3. How has “The Family: A Proclamation to the World” positively impacted your life during this course?
(You may build on or connect ideas from your previous responses or write about a new topic.)
Your response should include:
• An explanation of a specific principle or doctrine from the family proclamation, with an accompanying
explanation using scriptures or words of latter-day prophets.
• An example of how following the counsel of prophets has helped you better understand the principle or
doctrine you chose.
• Examples of blessings you or others have received by heeding the counsel in the family proclamation.
• A description of what you will do to more fully live according to the principle or doctrine you chose.
Key Points of Doctrine
The following information has been compiled using the key points within the lessons for this course. The numbers in
parentheses that follow the quotations indicate the lesson number in The Eternal Family Teacher Manual (2015) where
the statement can be found. Compare your response with the information below. If there is a key point of doctrine from
this review that you did not include in your answer, consider revising your response before submitting it. You do not
need to copy this information verbatim into your response; just make sure that you understand these doctrines and
communicate that understanding. Because question 3 requires a more personal response, there are no key points for
that question.
1. Why is the family central to our Heavenly Father’s plan of happiness?
The main purposes of the plan of salvation:
• “Heavenly Father’s plan provides a way for us to become like our Heavenly Parents” (3).
• “The earth was created to help bring about the immortality and eternal life of man” (4).
How righteous families help fulfill those purposes throughout eternity:
• “The family is a central part of God’s plan for premortal, mortal, and eternal life” (6).
• “Because of the Fall, Adam and Eve could bear children, and their posterity could progress toward eternal
life” (4).
• “With a physical body, we experience conditions of mortality that can prepare us for eternity” (5).
• “When we enter into the new and everlasting covenant of marriage, we can be exalted in the highest degree
of the celestial kingdom” (15).
2. What are the Lord’s standards for marriage?
The divine roles and responsibilities of spouses and parents:
• “Husband and wife have a solemn responsibility to love and care for each other” (18).

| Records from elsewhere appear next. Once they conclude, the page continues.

PR #4152, opened 2025-06-18
Disable the "for all or none" check for variable quantification

dkalinichenko-js:
Title. To maintain compatibility with upstream OCaml, accept unbound type variables after quantification only if the extension universe is `stable` or higher. If the extension universe is `upstream_compatible`, emit an error and a hint instead.

### DIFF
--- a/typing/typetexp.ml
+++ b/typing/typetexp.ml
@@ -1019,7 +1019,8 @@ and transl_type_aux env ~row_context ~aliased ~policy mode styp =
       end;
       let name = !name in
       let make_row more =
-        create_row ~fields ~more ~closed:(closed = Asttypes.Closed) ~fixed:None ~name
+        create_row ~fields ~more ~closed:(closed = Asttypes.Closed)
+          ~fixed:None ~name
       in
       let more =
         if Btype.static_row
@@ -1313,7 +1314,8 @@ and transl_fields env ~policy ~row_context o fields =
   let ty_init =
      match o with
      | Asttypes.Closed -> newty Tnil
-     | Asttypes.Open -> TyVarEnv.new_var (Jkind.Builtin.value ~why:Row_variable) policy
+     | Asttypes.Open ->
+        TyVarEnv.new_var (Jkind.Builtin.value ~why:Row_variable) policy
   in
   let ty = List.fold_left (fun ty (s, ty') ->
       newty (Tfield (s, field_public, ty', ty))) ty_init fields in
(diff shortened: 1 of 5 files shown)


typing/typetexp.ml
```diff
@@ -177,7 +177,8 @@ module TyVarEnv : sig
   (* see mli file *)
 
   type policy
-  val make_fixed_policy : jkind_initialization_choice -> policy
+  val make_fixed_policy :
+    ?hint_for_unbound_variables:string -> jkind_initialization_choice -> policy
```
goldfirere: This parameter is passed at the one call-site of this function; it should not be optional.

typing/typetexp.mli
```diff
@@ -114,7 +114,8 @@ val transl_label_from_expr :
    of a constraint is typed using [Any] while the right hand side uses [Sort]. *)
 val transl_simple_type:
         Env.t -> new_var_jkind:jkind_initialization_choice
-        -> ?univars:TyVarEnv.poly_univars -> closed:bool -> Alloc.Const.t
+        -> ?univars:TyVarEnv.poly_univars
+        -> ?hint_for_unbound_variables:string -> closed:bool -> Alloc.Const.t
```
goldfirere: This hint is never needed outside of the module; do not expose this parameter. Instead, shadow `transl_simple_type` with the version without this parameter.

typing/typetexp.ml
```diff
@@ -1339,11 +1347,12 @@ let make_fixed_univars ty =
   make_fixed_univars ty;
   Btype.unmark_type ty
 
-let transl_simple_type env ~new_var_jkind ?univars ~closed mode styp =
+let transl_simple_type env ~new_var_jkind ?univars ?hint_for_unbound_variables
```
goldfirere: `hint_for_unbound_variables` is used only when `closed` is `true`. Maybe make `closed` a `string option`? Actually, that's not quite right, either. Instead, I think you want something like

```ocaml
type transl_simple_type_openness =
  | Open
  | Closed
  | Closed_for_upstream_compatibility
```

and then compose the text for the last case in the error-printing code. (Regardless of the relationship with `closed`, it would be better to have error strings in the error-printing code, instead of buried in other logic.) You'll probably want to change the extra field in the error structures to be a `bool` (or perhaps get another type -- types are cheap! -- that just captures the two "closed" conditions).

dkalinichenko-js: Yeah, I originally wrote a version that did this, then removed it to minimize the diff to other files, given that `Closed_for_upstream_compatibility` is only used once. But maybe that's not so bad.

goldfirere: But it doesn't need to affect other files -- the exported `transl_simple_type` can still take a `bool` and then just call the unexported (shadowed) `transl_simple_type`.

dkalinichenko-js: Yeah, that's the better option. Done.

typing/typetexp.ml
dkalinichenko-js: Removed the parameter.

typing/typetexp.mli
dkalinichenko-js: Removed the parameter.

PR #4153, opened 2025-06-19
Free stack cache at domain termination

stedolan:
Domain termination leaks memory because the stack cache is not freed. Since Oxcaml currently uses large main stacks by default, this is quite a lot of memory (and worse, distinct mappings) in programs that create and destroy very many domains.

(There aren't many such programs, but multicoretests is one: this bug prevents many multicoretests tests from completing)

### DIFF
--- a/runtime/domain.c
+++ b/runtime/domain.c
@@ -775,6 +775,7 @@ static void domain_create(uintnat initial_minor_heap_wsize,
   goto domain_init_complete;
 
 alloc_main_stack_failure:
+  caml_free_stack_cache(domain_state->stack_cache);
 create_stack_cache_failure:
   caml_remove_generational_global_root(&domain_state->dls_root);
 reallocate_minor_heap_failure:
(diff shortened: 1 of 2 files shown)


runtime/domain.c
```diff
@@ -2145,6 +2145,7 @@ static void domain_terminate (void)
   if(domain_state->current_stack != NULL) {
     caml_free_stack(domain_state->current_stack);
   }
+  caml_free_stack_cache(domain_state->stack_cache);
```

• “When a husband and wife bring a child into the world, they are fulfilling part of Heavenly Father’s plan of
happiness” (17).
• “Parents are commanded to teach their children to love and serve each other, to keep the commandments
of God, and to be law-abiding citizens” (22).
The Savior’s role in marriage and family:
• “The Atonement of Jesus Christ makes it possible for each of us to ultimately receive all of our Father in
Heaven’s promised blessings” (24).
• “As families build their foundation on Jesus Christ, Satan will not have power to destroy them” (19).
Laws governing chastity and fidelity in marriage and the eternal nature of those laws:
• “Marriage between a man and a woman is ordained of God” (7).
• “God has commanded that the sacred powers of procreation are to be employed only between man and
woman, lawfully wedded as husband and wife” (“The Family: A Proclamation to the World,” Ensign or
Liahona, Nov. 2010, 129) (16).
• “Changes in the civil law do not, indeed cannot, change the moral law that God has established. God
expects us to uphold and keep His commandments regardless of divergent opinions or trends in society”
(quoted in Gospel Topics, “Same-Sex Marriage,” lds.org/topics) (7).